Vasopressin (AVP), as a hormone that mediates the endogenous stress reaction, plays an important role in several clinical settings, including cardiovascular diseases. AVP is secreted by two main pathophysiological pathways (Fig. 1) to reach the concentration characteristic of the endogenous stress response in reaction to any disturbances in homeostasis.1 The main releasing factors for AVP are hypovolemia, a decrease in osmolality and hyponatremia.2 AVP induces vasoconstriction by stimulating the V1 receptors on vascular smooth muscle cells and mediates water reabsorption by a complex mechanism following V2 receptor activation in renal collecting tubule cells.3 However, the clinical role of AVP measurements has never been introduced into practice due to technical limitations such as its ex-vivo instability, small size, interactions with platelets in the serum and short plasma half-life.4 The degree of stress axis activation can be measured using the C-terminal part of the preprohormone of vasopressin – copeptin.
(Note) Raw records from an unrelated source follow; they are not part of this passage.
PR #4466, opened 2021-01-29
[WFCORE-5262] Add a timestamp at the beginning of image startup in EAP images

khermano:
Issue: https://issues.redhat.com/browse/WFCORE-5262

related (cloned) issue: https://issues.redhat.com/browse/JBEAP-18005


bstansberry:
Hi @khermano 

I'm sorry, but I don't want this added to our server start, where it will get logged in every context, not just OpenShift. Also I believe the request is that it be added to the start of the OpenShift container, which is before this.

If this is to be done at all it should be in the OpenShift container integration code, for which the CLOUD JIRA project is used.

khermano:
Hi @bstansberry .
Thank you very much for your quick review and I am very sorry for messing up.
I will take a closer look at CLOUD JIRA project and I will close this PR.
But if I could have one question? Should I close WFCORE-5262 with some specific label or should I delete it completely (if it is possible)?

PR #5885, opened 2024-02-28
[WFCORE-6717]: Incorrectly set options on the command line should fail

ehsavoie:
to start a server.
 * If no value is defined for yaml o git command line options we should fail.

Jira: https://issues.redhat.com/browse/WFCORE-6717


yersan:
Thanks @ehsavoie

PR #5887, opened 2024-02-28
[WFCORE-6167] Workaround for known issue (enabled on JDK22+)

ropalka:
https://issues.redhat.com/browse/WFCORE-6167


jamezp (approved):
I almost wonder if this is more of a fix than a workaround. Test manually the modes don't break. However, in the test itself if I run without this fix I see the output on `System.out` no matter what is done.

ropalka:
The fundamental question what was asked in WFLY-6167 JIRA is whether when console is available we want logging to be so verbose or not on System.out. To compare how much verbose it is just compare WF Core 'mvn clean install' output on JDK21 vs JDK22 @jamezp .

yersan:
@ropalka Could you add a more descriptive commit message?

ropalka:
Fixed @yersan - it was an oversight

yersan:
Thanks @ropalka @jamezp

PR #5888, opened 2024-02-29
[WFCORE-6719] Upgrade JBoss Invocation to 2.0.1.Final

ropalka:
https://issues.redhat.com/browse/WFCORE-6719


yersan (approved):
Going to conflict with classfilewriter upgrade, but we can manually edit it before merging

PR #5894, opened 2024-03-06
[WFCORE-6723] Add header 'X-Content-Type-Options' to http management handlers

soul2zimate:
Issue: https://issues.redhat.com/browse/WFCORE-6723

[WFCORE-6723] Add header 'X-Content-Type-Options' to http management handlers

### DIFF
--- a/domain-http/interface/src/main/java/org/jboss/as/domain/http/server/DomainUtil.java
+++ b/domain-http/interface/src/main/java/org/jboss/as/domain/http/server/DomainUtil.java
@@ -202,7 +202,7 @@ public class DomainUtil {
                 .setCachable(not(suffixes(NOCACHE_JS, APP_HTML, INDEX_HTML)));
 
         // avoid clickjacking attacks: console must not be included in (i)frames
-        SetHeaderHandler frameHandler = new SetHeaderHandler(handler, "X-Frame-Options", "SAMEORIGIN");
+        SetHeaderHandler frameHandler = new SetHeaderHandler (new SetHeaderHandler(handler, "X-Frame-Options", "SAMEORIGIN"), "X-Content-Type-Options", "nosniff");
         // we also need to setup the default resource redirect
         PredicateHandler predicateHandler = new PredicateHandler(path("/"), new RedirectHandler(ExchangeAttributes.constant(context + DEFAULT_RESOURCE)), frameHandler);
         return new ResourceHandlerDefinition(context, DEFAULT_RESOURCE, predicateHandler);
--- a/domain-http/interface/src/main/java/org/jboss/as/domain/http/server/ManagementHttpServer.java
+++ b/domain-http/interface/src/main/java/org/jboss/as/domain/http/server/ManagementHttpServer.java
@@ -260,7 +260,7 @@ public class ManagementHttpServer {
     }
 
     private static HttpHandler addDmrRedinessHandler(PathHandler pathHandler, HttpHandler domainApiHandler, Function<HttpServerExchange, Boolean> readinessFunction) {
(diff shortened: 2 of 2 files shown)


yersan (approved):
Looks good to me, although I am not sure how we can ensure HAL is setting the expected content type for CSS and JS files. I assume HAL is doing it correctly.

@hpehl Could you provide any feedback about it and is so, approve this PR on your side?

hpehl (approved):
Looks good to me! 

As a pure client, HAL itself is not involved in setting the `X-Content-Type-Options` response header.

bstansberry:
@yersan @soul2zimate Harald is correct that setting the correct MIME type is not a HAL concern. I think we should add some tests that we are doing it correctly though.

OR

We look at the cases where the management interface is returning static css and js content, look at the Undertow classes used, and we find or add tests to Undertow to confirm the behavior of those classes.

I think we are talking about 

1) ConsoleMode:

```        
    static ResourceHandlerDefinition createConsoleHandler(String skin) throws ModuleLoadException {
            final ClassPathResourceManager resource = new ClassPathResourceManager(findConsoleClassLoader(Module.getCallerModuleLoader(), skin), "");
            return DomainUtil.createStaticContentHandler(resource, CONTEXT);

        }
```

leading to DomainUtil:

```    
    static ResourceHandlerDefinition createStaticContentHandler(ResourceManager resource, String context) {
        final io.undertow.server.handlers.resource.ResourceHandler handler = new io.undertow.server.handlers.resource.ResourceHandler(resource)
                .setCacheTime(60 * 60 * 24 * 31)
                .setAllowed(not(path("META-INF")))
                .setResourceManager(resource)
                .setDirectoryListingEnabled(false)
                .setCachable(not(suffixes(NOCACHE_JS, APP_HTML, INDEX_HTML)));

        // avoid clickjacking attacks: console must not be included in (i)frames
        SetHeaderHandler frameHandler = new SetHeaderHandler(handler, "X-Frame-Options", "SAMEORIGIN");
        // we also need to setup the default resource redirect
        PredicateHandler predicateHandler = new PredicateHandler(path("/"), new RedirectHandler(ExchangeAttributes.constant(context + DEFAULT_RESOURCE)), frameHandler);
        return new ResourceHandlerDefinition(context, DEFAULT_RESOURCE, predicateHandler);
    }

```

2) ErrorContextHandler

```
    public static HttpHandler createErrorContext(final String slot) throws ModuleLoadException {
        final ClassPathResourceManager cpresource = new ClassPathResourceManager(getClassLoader(Module.getCallerModuleLoader(), ERROR_MODULE, slot), "");
        final io.undertow.server.handlers.resource.ResourceHandler handler = new io.undertow.server.handlers.resource.ResourceHandler(cpresource)
                .setAllowed(not(path("META-INF")))
                .setDirectoryListingEnabled(false)
                .setCachable(Predicates.<HttpServerExchange>falsePredicate());

        //we also need to setup the default resource redirect
        return new PredicateHandler(path("/"), new RedirectHandler(ExchangeAttributes.constant(ERROR_CONTEXT + DEFAULT_RESOURCE)), handler);
    }
```

bstansberry:
Thanks @soul2zimate, @yersan and @hpehl.

I suggested adding a test that we set the mime type correctly, but really that kind of test belongs in Undertow. I don't know if there is one, but looking at the code it looks to be handled correctly, and is done in a way that they'd likely have had many bug reports if it was wrong.

soul2zimate:
There is similar test in WFLY https://github.com/wildfly/wildfly/blob/main/testsuite/integration/basic/src/test/java/org/jboss/as/test/integration/management/console/XFrameOptionsHeaderTestCase.java I am about to add a new one via https://issues.redhat.com/browse/WFLY-19101 for this change as well once wildfly core is upgraded there

PR #5896, opened 2024-03-08
Fix for WFCORE-6729, Upgrade Galleon to 6.0.0.Beta3, Galleon plugins to 7.0.0.Beta4, and provisioning tooling

jfdenise:
Issue: https://issues.redhat.com/browse/WFCORE-6729


yersan:
@jfdenise Although the core-feature-pack is not directly used in WildFly, shouldn't it already define the default minimum stability level now that Galleon is upgraded?

yersan (approved):

yersan:
Thanks @jfdenise

PR #5897, opened 2024-03-08
WFCORE-6730 A registered operation should never contain parameters or reply parameters not enabled by stability-level of process

pferraro:
https://issues.redhat.com/browse/WFCORE-6730

### DIFF
--- a/controller/src/main/java/org/jboss/as/controller/SimpleOperationDefinitionBuilder.java
+++ b/controller/src/main/java/org/jboss/as/controller/SimpleOperationDefinitionBuilder.java
@@ -8,6 +8,7 @@ package org.jboss.as.controller;
 import java.util.Arrays;
 import java.util.Collections;
 import java.util.EnumSet;
+import java.util.Set;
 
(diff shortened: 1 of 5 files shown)


controller/src/main/java/org/jboss/as/controller/SimpleOperationDefinitionBuilder.java
```diff
@@ -23,17 +24,57 @@
...
+                .setReplyType(basis.getReplyType())
+                .setReplyValueType(basis.getReplyValueType())
+                .setStability(basis.getStability())
+                .withFlags(basis.getFlags())
+                ;
+        DeprecationData deprecation = basis.getDeprecationData();
+        if (deprecation != null) {
+            builder.setDeprecated(deprecation.getSince(), deprecation.isNotificationUseful());
+        }
+        return builder;
```
yersan, line 70: It looks like this would also require the initialization of `replyAllowNull` from the `SimpleOperationDefinition` passed as argument.

yersan (approved):

yersan:
Thanks @pferraro

PR #5899, opened 2024-03-11
[WFCORE-6741] [WFCORE-6652] Improve user experience when using extension or namespace of unsupported stability.

pferraro:
https://issues.redhat.com/browse/WFCORE-6652
https://issues.redhat.com/browse/WFCORE-6741

Rather than skip parser registration of unsupported extensions (or unsupported schemas of a supported extension) entirely, register its namespaces using a placeholder parser throwing an informative message.

### DIFF
--- a/controller/src/main/java/org/jboss/as/controller/extension/ExtensionRegistry.java
+++ b/controller/src/main/java/org/jboss/as/controller/extension/ExtensionRegistry.java
@@ -776,7 +776,7 @@ public final class ExtensionRegistry implements FeatureRegistry {
 
         @Override
         public Stability getStability() {
-            return this.profileRegistration.getStability();
+            return ExtensionRegistry.this.getStability();
         }
 
         @Override
--- a/controller/src/main/java/org/jboss/as/controller/extension/ExtensionRegistry.java
+++ b/controller/src/main/java/org/jboss/as/controller/extension/ExtensionRegistry.java
@@ -348,9 +348,9 @@ public final class ExtensionRegistry implements FeatureRegistry {
      *                   be any actual parsing (e.g. in a slave Host Controller or in a server in a managed domain)
      */
     public void initializeParsers(final Extension extension, final String moduleName, final XMLMapper xmlMapper) {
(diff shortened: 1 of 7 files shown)


controller/src/main/java/org/jboss/as/controller/extension/ExtensionRegistry.java
```diff
@@ -348,9 +348,9 @@ public ExtensionParsingContext getExtensionParsingContext(final String moduleNam
      *                   be any actual parsing (e.g. in a slave Host Controller or in a server in a managed domain)
      */
     public void initializeParsers(final Extension extension, final String moduleName, final XMLMapper xmlMapper) {
-        ExtensionParsingContextImpl parsingContext = new ExtensionParsingContextImpl(moduleName, xmlMapper);
-        extension.initializeParsers(parsingContext);
-        parsingContext.attemptCurrentParserInitialization();
+        try (AbstractExtensionParsingContext context = this.enables(extension) ? new ExtensionParsingContextImpl(moduleName, xmlMapper) : new UnstableExtensionParsingContext(moduleName, xmlMapper)) {
+            extension.initializeParsers(context);
+        }
```
yersan, line 353: Autocloseable interface is used to mark objects that could hold resources, here it is used to invoke the ExtensionParsingContext#attemptCurrentParserInitialization(), since the abstract class does nothing on its close() method.

Is that usage correct? It looks inappropriate. I don't see where ExtensionParsingContext#attemptCurrentParserInitialization() was trying to release resources that can justify the movement to an Autocloseable.close() implementation.

pferraro: * An extension parsing context *could* hold resources.
* The JDK itself implements AutoCloseable for objects that do not "hold resources" in the traditional sense, but that have a defined lifecycle, e.g. DoubleStream, IntStream, LongStream, Stream, etc.
* The usage here is an internal implementation detail of the private class and is not publicly exposed.

kabir (approved):

PR #5903, opened 2024-03-15
WFCORE-4868: implement aliases for standalone configuration files

michpetrov:
Issue: [WFCORE-4868](https://issues.redhat.com/browse/WFCORE-4868)

Documentation PR: wildfly/wildfly#17751

### DIFF
--- a/server/src/main/java/org/jboss/as/server/ServerEnvironment.java
+++ b/server/src/main/java/org/jboss/as/server/ServerEnvironment.java
@@ -496,7 +496,10 @@ public class ServerEnvironment extends ProcessEnvironment implements Serializabl
             } else {
                 repository = null;
             }
-            serverConfigurationFile = standalone ? new ConfigurationFile(serverConfigurationDir, defaultServerConfig, serverConfig, configInteractionPolicy, repository != null, serverTempDir, configurationExtension) : null;
+
+            this.stability = getEnumProperty(props, ProcessEnvironment.STABILITY, productConfig.getDefaultStability());
+            final String translatedConfig = translateFileAlias(serverConfig, stability);
+            serverConfigurationFile = standalone ? new ConfigurationFile(serverConfigurationDir, defaultServerConfig, translatedConfig, configInteractionPolicy, repository != null, serverTempDir, configurationExtension) : null;
             // Adds a system property to indicate whether or not the server configuration should be persisted
             @SuppressWarnings("deprecation")
             final String propertyKey = JBOSS_PERSIST_SERVER_CONFIG;
@@ -522,7 +525,6 @@ public class ServerEnvironment extends ProcessEnvironment implements Serializabl
                 this.domainConfigurationDir = null;
             }
 
-            this.stability = getEnumProperty(props, ProcessEnvironment.STABILITY, productConfig.getDefaultStability());
             if (!productConfig.getStabilitySet().contains(this.stability)) {
                 throw ServerLogger.ROOT_LOGGER.unsupportedStability(this.stability, productConfig.getProductName());
             }
@@ -1241,5 +1243,26 @@ public class ServerEnvironment extends ProcessEnvironment implements Serializabl
 
     ManagedAuditLogger createAuditLogger() {
         return new ManagedAuditLoggerImpl(getProductConfig().resolveVersion(), true);
+    }
+
+    public static String translateFileAlias(String alias, Stability stability) {
+        if (!stability.enables(Stability.COMMUNITY) || alias == null) {
+            return alias;
+        }
+        switch (alias) {
+            case "full":
+            case "ha":
+            case "full-ha":
+            case "load-balancer":
+            case "microprofile":
+            case "microprofile-ha":
+                break;
+            case "fha":   alias = "full-ha"; break;
+            case "lb":    alias = "load-balancer"; break;
+            case "mp":    alias = "microprofile"; break;
+            case "mpha":  alias = "microprofile-ha"; break;
+            default:      return alias;
+        }
+        return "standalone-" + alias + ".xml";
     }
 }
--- a/server/src/test/java/org/jboss/as/server/ServerEnvironmentTestCase.java
+++ b/server/src/test/java/org/jboss/as/server/ServerEnvironmentTestCase.java
@@ -91,4 +91,42 @@ public class ServerEnvironmentTestCase {
         assertThat(uuids.get(0), is(not(uuid)));
         Files.delete(uuidPath);
     }
+
+    @Test
+    public void testAliasFunctionality() throws IOException {
+        Properties props = new Properties();
+        Path standaloneDir = homeDir.resolve("standalone");
+        Files.createDirectories(standaloneDir.resolve("configuration"));
+        Files.createFile(standaloneDir.resolve("configuration").resolve("standalone.xml"));
+        Files.createFile(standaloneDir.resolve("configuration").resolve("standalone-load-balancer.xml"));
+        Files.createFile(standaloneDir.resolve("configuration").resolve("custom.xml"));
+        props.put(HOME_DIR, homeDir.toAbsolutePath().toString());
+
+        // default stability = COMMUNITY
+        ProductConfig productConfig = ProductConfig.fromFilesystemSlot(null, "", props);
+
+        ServerEnvironment serverEnvironment = createServerEnvironment(props, null, productConfig);
+        assertThat(serverEnvironment.getServerConfigurationFile().getBootFile().getName(), is("standalone.xml"));
+
+        serverEnvironment = createServerEnvironment(props, "lb", productConfig);
+        assertThat(serverEnvironment.getServerConfigurationFile().getBootFile().getName(), is("standalone-load-balancer.xml"));
+
+        serverEnvironment = createServerEnvironment(props, "custom.xml", productConfig);
+        assertThat(serverEnvironment.getServerConfigurationFile().getBootFile().getName(), is("custom.xml"));
+    }
+
+    @Test(expected = IllegalStateException.class)
+    public void testAliasNotWorkingInDefaultStability() {
+        Properties props = new Properties();
+        props.put(HOME_DIR, homeDir.toAbsolutePath().toString());
+
+        // default stability = DEFAULT
+        ProductConfig productConfig = new ProductConfig(null, null, null);
+        createServerEnvironment(props, "lb", productConfig);
+    }
+
+    private ServerEnvironment createServerEnvironment(Properties props, String serverConfig, ProductConfig productConfig) {
+        return new ServerEnvironment(null, props, System.getenv(), serverConfig,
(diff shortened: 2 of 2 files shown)


server/src/main/java/org/jboss/as/server/ServerEnvironment.java
```diff
@@ -496,7 +496,16 @@ public ServerEnvironment(final String hostControllerName, final Properties props
...
+
+            this.stability = getEnumProperty(props, ProcessEnvironment.STABILITY, productConfig.getDefaultStability());
+            if (!productConfig.getStabilitySet().contains(this.stability)) {
+                throw ServerLogger.ROOT_LOGGER.unsupportedStability(this.stability, productConfig.getProductName());
+            }
+
+            serverConfigurationFile = standalone
+                    ? new ConfigurationFile(serverConfigurationDir, defaultServerConfig, serverConfig,
+                        configInteractionPolicy, repository != null, serverTempDir, configurationExtension, stability)
+                    : null;
```
yersan, line 508: Could you translate the alias here outside of the ConfigurationFile?

controller/src/main/java/org/jboss/as/controller/persistence/ConfigurationFile.java
```diff
@@ -339,8 +361,13 @@ private File determineMainFile(final String rawName, final String name) {
         if (mainName == null) {
             // Try the basic case, where name is the name
             final File directoryFile = new File(configurationDir, name);
+            // Translate alias if possible
+            String aliasedName = translateFileAlias(name);
```
yersan, line 365: After looking at the changes implemented, I think we should extract the `translateFileAlias` method outside of the ConfigurationFile to avoid any side effects, for example, at this moment the `bootFileName` field class will get the alias name, instead of the translated file name.

If we extract the `translateFileAlias` method and move it to ServerEnvironment.java, we can leave any domain mode-related classes untouched and have this only applied to standalone files. That would also avoid the need to pass Stability to the `ConfigurationFile` constructors. The Stabilitily.enables(...) invocation could be also invoked in this `translateFileAlias`, which can be a static method so it can be easily tested in a Unit Test.

controller/src/main/java/org/jboss/as/controller/persistence/ConfigurationFile.java
```diff
@@ -373,6 +400,18 @@ private File determineMainFile(final String rawName, final String name) {
         throw ControllerLogger.ROOT_LOGGER.mainFileNotFound(name != null ? name : rawName, configurationDir);
     }
 
+    private String translateFileAlias(String alias) {
+        final int pos = rawFileName.lastIndexOf('.');
+        final String base = pos != -1 ? rawFileName.substring(0, pos) : rawFileName;
```
yersan, line 405: If you make the final name dependent on the `rawFileName` you would need to clarify it on the proposal analysis doc.
As far as I understand, the `rawFileName` is the name default name for configuration files. This default name can be modified by `jboss.server.default.config`. If the base of the translate alias depends on that, we need to describe this dependency on the analysis doc file to don't add any unadvertised behaviour.

controller/src/main/java/org/jboss/as/controller/persistence/ConfigurationFile.java
michpetrov: Yes, the `bootFileName` would be the alias, that's the way it behaves with values like "last" or "boot" which are kind of aliases already, except they don't look in the base folder.

And these work in domain too, so I don't see why not to make this available in domain as well.

controller/src/main/java/org/jboss/as/controller/persistence/ConfigurationFile.java
michpetrov: I'll clarify in the proposal then, making it only work with files specifically named "standalone-" seems needlessly limiting.

controller/src/main/java/org/jboss/as/controller/persistence/ConfigurationFile.java
yersan: > Yes, the bootFileName would be the alias, that's the way it behaves with values like "last" or "boot" which are kind of aliases already, except they don't look in the base folder.

Thanks for discussing it. Right, but concepts like last / boot / initial and so on are already known concepts, so the code should be already prepared to handle any corner cases using the value of `bootFileName` with these values. However, we are now introducing something new, that will be deactivated on the default stability level. I think minimizing the changes could be a good approach, even more, when we have had undiscovered product issues after modifying this ConfigurationFile. I can see logic related to this `bootFileName` class field and don't control it at all, so being conservative is my first approach to this. I could be wrong.


> And these work in domain too, so I don't see why not to make this available in domain as well.

This is a feature that is not available in domain mode. Also, I'm not sure how useful would be for that, maybe having an alias for host-secondary.xml.

The ConfigurationFile class is used on both, standalone and domain mode. I agree it is the logical class to place details related to aliases for server configuration files, but again, since it has shown in the past to be a bit delicate, this is not a domain mode RFE and it would be in community stability level, I'm suggesting to get it out of this class to minimize the changes.

@bstansberry / @darranl An external opinion about what could be the best approach would be very useful for us. Maybe I am being too conservative with this. I am trying to minimize the changes extracting any related logic outside of the ConfigurationFile, however, this class is the natural place for this, so I could be wrong. What's your feeling about this?

michpetrov: @yersan Bear in mind that if I extract this to `ServerEnvironment` I have to make sure not to interfere with the special cases, so I have to duplicate all the checks from `ConfigurationFile`:
 https://github.com/wildfly/wildfly-core/blob/c9d07f4835f0695e9e333a6c32e3019d3193f4a1/controller/src/main/java/org/jboss/as/controller/persistence/ConfigurationFile.java#L346-#L360
to make sure this an alias to be translated. Or I would have to change method to work only with the files that we distribute.

yersan: @michpetrov I think you won't need to extract any logic. The ConfigurationFile uses the argument `name` as the user's provided name of the configuration file to use. My understanding is we need to translate the alias to the expected name and pass this translated name in this argument. The ConfigurationFile will receive the translated name, so from its point of view, there is no alias in place.

yersan (changes requested):
This RFE also needs the community documentation PR linked and ready

controller/src/main/java/org/jboss/as/controller/persistence/ConfigurationFile.java
michpetrov: @yersan in case of e.g. "boot" I have to pass "boot" as the `name` but my implementation would translate it to "standalone-boot.xml".

yersan: @michpetrov I would prefer to keep the same meaning of these suffixes, they are suffixes with a special meaning (the same for initla, last, v* and so on), so they should not be treated as possible aliases. You would need to fix the log to take them into account.  If the user uses `boot`, this value should be translated to `boot` and passed as an argument to the ConfigurationFile using the `name` argument.

michpetrov: That's what I meant, I have to copy over the logic that checks for these values so that I can skip them (only for `ConfigurationFile` to run the same checks again). And I'll have to expose a few of the constants from `ConfigurationFile`, or change the checks into static methods.

yersan: @michpetrov Sorry, but I am not following you with your approach.

The logic should take into account the user-provided configuration file name, and if the name is an alias that represents a configuration name we distribute (standalone-full-ha.xml, standalone-microprofile.xml and so on), return that one, otherwise return whatever the has provided.

The ConfiguarionFile will be in charge of managing all the boot, initial, last details as it is doing now. Your logic only would translate aliases in specific defined configuration files. I don't think you need to extract any logic / constants to do that, a simple switch should be able to do all the work.

michpetrov: @yersan the basic logic is for the method to take the a string like "custom" and return "standalone-custom.xml", except for a few special strings that translate to the files we provide. But this means a string like "boot" would get turned into "standalone-boot.xml" and I have to make sure that doesn't happen.

yersan: @michpetrov Ok, I see now. I've been all the time thinking only on the simple approach where we were going to add aliases only for the files we distribute (standalone-full-ha.xml, standalone-microprofile.xml and so on).

You already clarified it in the proposal: https://github.com/wildfly/wildfly-proposals/pull/390#issuecomment-2009841010, but I did not pay the correct attention to that.

If the proposal gets approved as it is, I am fine by adding the changes inside of ConfigurationFile, because you would need to process the boot, last, initial, and so on before doing any possible alias translation. I was just expecting this only for the files we distribute.

server/src/test/java/org/jboss/as/server/ServerEnvironmentTestCase.java
```diff
@@ -91,4 +92,12 @@ public void testUUIDLifeCycle() throws IOException {
...
         Files.delete(uuidPath);
     }
+
+    @Test
+    public void testAliasFunctionality() {
+        assertThat(ServerEnvironment.translateFileAlias("lb", Stability.DEFAULT), is("lb"));
+        assertThat(ServerEnvironment.translateFileAlias(null, Stability.DEFAULT), is((String) null));
+        assertThat(ServerEnvironment.translateFileAlias("lb", Stability.COMMUNITY), is("standalone-load-balancer.xml"));
+        assertThat(ServerEnvironment.translateFileAlias("custom.xml", Stability.COMMUNITY), is("custom.xml"));
+    }
```
yersan, line 102: Looks good, but I wonder if we should test the functionality using a ServerEnvironent instance instead of the static method.

ServerEnvironent has a getServerConfigurationFile() method that can be used to assert the final file that will be in use.

yersan: That would increase the reliability of the change, and the testUUIDLifeCycle() test has all the pieces required to initialize a ServerEnvironment, so looks very simple to add it.

yersan (approved):
LGTM, we still need the documentation PR linked and full approval of the proposal by all the parties, but the changes here look good to me, thanks @michpetrov !

yersan:
@darranl FYI proposal has been approved by all the parties, so I would say this is ready to go in, just need the documentation PR

michpetrov:
@yersan the PR is linked in the top comment

darranl:
I have just kicked off the CI jib that had an error again, looks like I can proceed with the merge once this completes.

darranl:
Thank you @michpetrov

It is released together with AVP in stoichiometric concentrations during processing of the precursor (Fig. 2) and acts in the circulation in a manner similar to AVP with respect to osmotic and hypotensive stimuli. In contrast to AVP, copeptin is stable in the serum and plasma at room temperature and is easy to measure.5 AVP is the main hormone of the hypothalamo-pituitary–adrenal axis and together with corticotropin-releasing hormone (CRH) induces the secretion of adrenocorticotropic hormone and cortisol.6 Similarly to AVP, cortisol reflects an individual's stress level. As a fragment of provasopressin, copeptin seems to be a more sensitive marker than cortisol for estimating stress levels.7 On the basis of the cosecretion of copeptin and AVP from the hypothalamus, anterior and posterior pituitary, copeptin has come to be regarded as an important marker for identifying high-risk patients and predicting outcomes in a variety of diseases.

Fig. 1

Fig. 1

Fig. 2

Fig. 2

This article is a review of the most recent data on the use of copeptin in different clinical contexts with focus on the clinical role of the marker in cardiovascular disease, which is the most promising field for the introduction of the new marker.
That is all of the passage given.